Ganin había regresado a su dormitorio, donde comenzó a hacer las maletas. De debajo de la cama sacó dos maletas de cuero, una de ellas con funda a cuadros, y la otra sin protección, de cuero castaño, con pálidas marcas de etiquetas despegadas, y vació el contenido en el suelo. Luego, de la móvil y chirriante oscuridad del armario extrajo un traje negro, un pequeño montón de ropa interior y un par de botas pesadas, de color castaño y con clavos de latón. De la mesilla junto a la cama sacó, en dos o tres veces, una variopinta colección de diversos objetos: apelotonados pañuelos sucios, hojas de afeitar con manchas de herrumbre alrededor de sus circulares orificios, periódicos viejos, gemelos amarillentos como dientes de caballo, un calcetín de seda roto, desemparejado…

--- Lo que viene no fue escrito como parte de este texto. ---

PR #234, opened 2021-03-10
177256960 add set point tool

mklewandowski:
This PR adds a set point tool to the seismic model.  Changes includes:
- rename lat-long tool to Set Region
- add Set Point button
- when in set point mode a single lat/long point can be added and moved around the map
- Set Point and Set Region only appear in Seismic unit
- points or region are cleared when the mode is exited

Can test here:
http://geocode-app.concord.org/branch/set-point/index.html

set-point

### DIFF
--- a/cypress/support/elements/Map.js
+++ b/cypress/support/elements/Map.js
@@ -11,9 +11,12 @@ class Map {
     getRulerButton(){
         return cy.get('[data-test=Ruler-button]');
     }
-    getLatlngButton(){
-      return cy.get('[data-test=Latlng-button]');
+    getLatlngRegionButton(){
+      return cy.get('[data-test=Latlng-region-button]');
     }
+    getLatlngPointButton(){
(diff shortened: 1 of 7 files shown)


sfentress (approved):
I think this is fine. One question is whether this could have been done with an additional property in `LatLngRegionDrawLayer`, since it seems that 90% of the component is the same. But either way is fine.

Only other question is whether the single point should really be labeled "Corner 1".

mklewandowski:
> I think this is fine. One question is whether this could have been done with an additional property in `LatLngRegionDrawLayer`, since it seems that 90% of the component is the same. But either way is fine.
> 
> Only other question is whether the single point should really be labeled "Corner 1".

Yeah, I was expecting them to diverge more so I started with 2 modules.  I'll make a note to try to refactor this back into a single module if time permits in the sprint.  I also fixed the label.  It shouldn't say "corner 1."  Thanks for catching that.

PR #235, opened 2021-03-10
add plate colors to deformation model

mklewandowski:
This PR adds colored plates to the deformation model.  Changes include:
- left and right plates are added to deformation
- plates fade out and are hidden when model is run (similar to gridlines)

Can test here:
http://geocode-app.concord.org/branch/plate-color/index.html

plate-colors


sfentress (approved):
:+1:

PR #237, opened 2021-03-12
174846688 plate motion widget

mklewandowski:
This PR adds plate motion widgets to the deformation to show the speed and direction of the plates.  To build these controls, I took the existing wind control widget and expanded it.  The previous control that appeared at the top of the deformation model have been removed.

Can be tested here:
http://geocode-app.concord.org/branch/plate-motion-widget/index.html

image


sfentress (approved):
The code all looks great, nice work making the speed direction component generic.

I assume it was the team's choice not to have the widgets overlap, which I can understand, but have you tried looking to see what the model will look like in LARA? Because the model space now shrinks significantly when it has less height, which is the case in LARA, it will probably be extremely small. (Though of course they can always go to full screen.)

Screen Shot 2021-03-12 at 4 52 54 PM

src/components/widgets/speed-direction-widget.tsx
```diff
@@ -0,0 +1,187 @@
...
+import { WidgetPanelTypes, kWidgetPanelInfo, round } from "../../utilities/widget";
+
+interface ValueDividerProps {
+  backgroundColor?: string;
+}
+const ValueDivider = styled.div`
+  width: 1px;
+  height: 21px;
+  margin: 0 5px 0 5px;
+  background-color: ${(p: ValueDividerProps) => `${p.backgroundColor ? `${p.backgroundColor}` : "#FFDBAC"}`};
```
kswenson, line 18:
```suggestion
  background-color: ${(p: ValueDividerProps) => `${p.backgroundColor || "#FFDBAC"}`};
```
or `??` depending on how you feel about other falsy values.

src/components/widgets/speed-direction-widget.tsx
```diff
@@ -0,0 +1,187 @@
...
+  position: relative;
+`;
+
+interface RotateProps {
+  rotate?: number;
+  top?: number;
+}
+const RotateDiv = styled.div`
+  position: absolute;
+  top: ${(p: RotateProps) => `${p.top ? `${p.top}px` : "25px"}`};
```
kswenson, line 31:
```suggestion
  top: ${(p: RotateProps) => `${p.top ?? 25}px`};
```
`||` would work as well if your TypeScript version doesn't support `??`

src/components/widgets/speed-direction-widget.tsx
```diff
@@ -0,0 +1,187 @@
...
+  height: 10px;
+  width: 10px;
+  transform: ${(p: RotateProps) => `${p.rotate ? `rotate(${p.rotate}deg)` : "rotate(0deg)"}`};
```
kswenson, line 34:
```suggestion
  transform: ${(p: RotateProps) => `rotate(${p.rotate ?? 0}deg)`;
```
and so on for a bunch of other values below

mklewandowski: Fixed.

src/components/widgets/speed-direction-widget.tsx
mklewandowski: Fixed.

src/components/widgets/speed-direction-widget.tsx
mklewandowski: Fixed.

mklewandowski:
I made another pass to both improve some of the model margins so they are more in line with the spec and to improve the positions of the text labels on the model.  None of this does very much to address Sam's size concerns.  I posted on Slack for the Geocode team to offer feedback, but at some point it's probably worth merging this and moving on.

PR #239, opened 2021-03-18
175037328 gps location time graph

mklewandowski:
This PR updates the seismic GPS location vs. time graph to include the following changes based on the updated UI spec:
- updated point color using new color ranges
- updated legend
- updated background color, title font, margins and sizing

Can test here:
http://geocode-app.concord.org/branch/gps-location-time-graph/index.html

image


sfentress (approved):
Looks good.

PR #240, opened 2021-03-22
176787693 direction widget

mklewandowski:
This PR adds an Explore Direction widget that is accessed via a button on the map in the Seismic unit.  This widget displays a compass and angular readout that can be changed with a slider.

Can be tested here:
http://geocode-app.concord.org/branch/direction-widget/index.html

direction-tool

EDIT, the direction tool can now be moved within the confines of the app window.
draggable


sfentress (approved):
This looks great to me, nice. :+1:

PR #242, opened 2021-03-22
Protect against performing spread on non-array

mklewandowski:
In some cases `getGPSPositionTimeData` results in a non-array value in `dataSet`.  In this case, the spread operation throws an error.  This was happening when we clicked on a GPS location on the map.  This PR adds protection around spreading non array values.

Can be tested here:
http://geocode-app.concord.org/branch/fix-array-spread/index.html

### DIFF
--- a/src/stores/data-sets.ts
+++ b/src/stores/data-sets.ts
@@ -94,7 +94,7 @@ export const Datasets = {
 
   getGPSPositionTimeData(name: string, timeRange?: TimeRange) {
     const dataSet = (PositionTimeDataSets as any)[name] as Dataset;
-    let filteredDataSet = [...dataSet];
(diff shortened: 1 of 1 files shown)


sfentress (approved):
This works. I think it's fine to bring this in, but do you have a good idea why it's sometimes not an array?

sfentress (approved):
(That was meant to be an approval.)

mklewandowski:
> This works. I think it's fine to bring this in, but do you have a good idea why it's sometimes not an array?

The value is actually undefined.  This happens when we click on a GPS station.  We call `getGPSPositionTimeData` with the station id and then use the return value to get the installed and last updated dates.  However, with many of the ids, the dataset is undefined.  So when I tried to perform array manipulation on undefined, we crashed.

PR #243, opened 2021-03-22
Update button styling

mklewandowski:
This PR updates the map button styling to match the UI spec.  Changes include:
- add correct background, hover, and active colors
- add new icons to ruler, set point, set region
- add cursor state when hovering

Can be tested here:
http://geocode-app.concord.org/branch/button-styling/index.html


sfentress (approved):
:+1:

Se quitó la chaqueta, se puso en cuclillas junto a aquel triste y polvoriento montón de desechos, y comenzó a separar lo que pensaba llevarse de lo que pensaba tirar.

Primeramente puso en la maleta el traje y la ropa interior. Después, la pistola automática y unos pantalones de montar, muy desgastados en la parte del trasero.

Mientras se preguntaba qué iba a meter a continuación, reparó en una cartera negra que había caído debajo de la silla, cuando volcó las maletas en el suelo. La cogió, y se disponía a abrirla, sonriente al pensar en su contenido, cuando se dijo que debía terminar cuanto antes de hacer las maletas, por lo que se metió la cartera en el bolsillo trasero del pantalón, y comenzó a arrojar, al azar, los diversos objetos en las dos maletas abiertas: arrugadas prendas interiores sucias, libros rusos que sólo Dios sabía cómo habían ido a parar a sus manos, y todas aquellas cosas insignificantes pero en cierto modo inapreciables que tan conocidas nos son a la vista y al tacto, y cuya única virtud radica en que permiten que la persona condenada a huir sin cesar se encuentre como en su casa, aunque la sensación sea muy leve, cuando saca de las maletas esos perecederos y humanos deshechos por centésima vez.

Después de llenar las maletas, Ganin las cerró, las puso en pie, una al lado de la otra, y llenó la papelera con los cadáveres de los viejos periódicos. Echó una ojeada al dormitorio, ya vacío, y salió para saldar cuentas con la patrona.

Cuando Ganin entró, Lydia Nikolaevna leía, tiesamente sentada en un sillón. La perra dachshund abandonó deslizándose la cama, y comenzó a retorcerse junto a los pies de Ganin, en un arrebato de histérica devoción.

Lydia Nikolaevna se entristeció al darse cuenta de que, en esta ocasión, Ganin realmente se disponía a partir. Sentía simpatía hacia la alta y tranquila figura de aquel pupilo. Lydia Nikolaevna solía acostumbrarse a la presencia de sus huéspedes, y en su inevitable partida veía algo emparentado con la muerte.

Ganin le pagó la pensión de la semana anterior, y besó su mano, leve como una hoja seca.